## Exercise
With the first line below as the start and the line containing "--- a/src/services/functionAppService.test.ts" as the end, copy every line between them exactly, ends included.

***** Data *****

PR #178, opened 2019-06-25
fix: Ensures the correct SCM domain is found for uploading zip package

wbreza:
The SCM domain is different based on the type of function app deployment.  In a typical function app, the SCM domain is always {appName}.scm.azurewebsites.net.

When deploying a function into an App Service Environment (ASE) the SCM domain is a sub domain off of the ASE, ex) {appName}.scm.{asePath}.p.azurewebsites.net

This fix addresses the difference in finding the correct SCM domain to deploy the zip package.

### DIFF
--- a/src/services/functionAppService.test.ts
+++ b/src/services/functionAppService.test.ts
@@ -13,7 +13,6 @@ import { ArmDeployment, ArmTemplateType } from "../models/armTemplates";
 jest.mock("@azure/arm-resources")
 
 describe("Function App Service", () => {
-
   const app = MockFactory.createTestSite();
   const slsService = MockFactory.createTestService();
   const variables = MockFactory.createTestVariables();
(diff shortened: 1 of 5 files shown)


src/services/functionAppService.test.ts
```diff
@@ -197,11 +191,41 @@ describe("Function App Service", () => {
...
+  it("uploads functions with custom SCM domain (aka App service environments)", async () => {
+    const customApp = {
+      ...MockFactory.createTestSite("CustomAppWithinASE"),
+      enabledHostNames: [
+        "myapi.customase.p.azurewebsites.net",
+        "myapi.scm.customase.p.azurewebsites.net"
+      ],
+    }
+
+    const expectedUploadUrl = `https://${customApp.enabledHostNames[1]}/api/zipdeploy/`;
```
mydiemho: does Azure provide some API where we can check for this?  What if they change the scm domain url?

wbreza: @mydiemho Not that i am aware of today.  Looks like these are the 2 well known varients.
https://blogs.msdn.microsoft.com/benjaminperkins/2017/11/08/how-to-access-kudu-scm-for-an-azure-app-service-environment-ase/

pjlittle: heh. fair enough.

mydiemho: can we include this as a comment so future developers know where this came from?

*****

## Task response
PR #178, opened 2019-06-25
fix: Ensures the correct SCM domain is found for uploading zip package

wbreza:
The SCM domain is different based on the type of function app deployment.  In a typical function app, the SCM domain is always {appName}.scm.azurewebsites.net.

When deploying a function into an App Service Environment (ASE) the SCM domain is a sub domain off of the ASE, ex) {appName}.scm.{asePath}.p.azurewebsites.net

This fix addresses the difference in finding the correct SCM domain to deploy the zip package.

### DIFF
--- a/src/services/functionAppService.test.ts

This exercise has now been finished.